The flashing red light of the camera distracted Beat from his thoughts and on reflex, he put his arm around Melody’s shoulders, tugged her up against his side, and ushered her into the office, trying and failing not to glare at the cameraman who patiently shifted to keep them in his sights. “You were so confident we would both agree to this?” Beat asked Danielle.

“If the best-case scenario happened, I simply wanted to have the footage.”

“This isn’t live?”

“No.” Danielle’s smile stretched across her face. “Not yet.” Her gaze ticked between Beat’s and Melody’s faces. “But like I said, we need to move quickly to make this happen by Christmas Eve. My vision is a sudden social phenomenon that will captivate even the most casual consumer of pop culture. None of the usual advertising for eight months until everyone is bored with the concept by the time it’s out of postproduction.” She planted both hands on her desk and leaned forward. “All we need is Joseph and his camera, platforms, bandwidth, and a plan. If the answer is yes, we will film some testimonials for promo on Wednesday and go live at the end of this week.”
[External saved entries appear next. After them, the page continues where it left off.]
PR #18537, opened 2023-07-07
Adding `importmap_polyfill`

ThomasLandauer:
Page: https://symfony.com/doc/current/frontend/asset_mapper.html

Please doublecheck the YAML syntax - the info is taken from https://github.com/symfony/symfony/issues/50912#issuecomment-1625477625

Closes: https://github.com/symfony/symfony/issues/50912

### DIFF
--- a/frontend/asset_mapper.rst
+++ b/frontend/asset_mapper.rst
@@ -289,17 +289,25 @@ Preloading and Initializing "app.js"
 ~~~~~~~~~~~~~~~~~~~~~~~~~~~~~~~~~~~~
 
 In addition to the importmap, the ``{{ importmap() }}`` Twig function also renders
-an `ES module shim`_ and a few other things, like a set of "preloads":
+an `ES module shim`_. You can disable this in your ``config/packages/asset_mapper.yaml``
+configuration file:
+
+.. code-block:: yaml
+
+    asset_mapper:
+        importmap_polyfill: false
+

“Our answer depends on a few important details,” Beat said.

“It does?” Melody whispered up at him from the corner of her mouth.

He squeezed her. “Yes.”

Beat really needed to remove his arm from Melody’s person, especially now that they were being filmed, but he couldn’t seem to make his body cooperate. And he really needed to stop thinking about the way her fingernails had briefly dug into his wrist back in the cafeteria. Damn, the memory made him hang heavier inside of his briefs.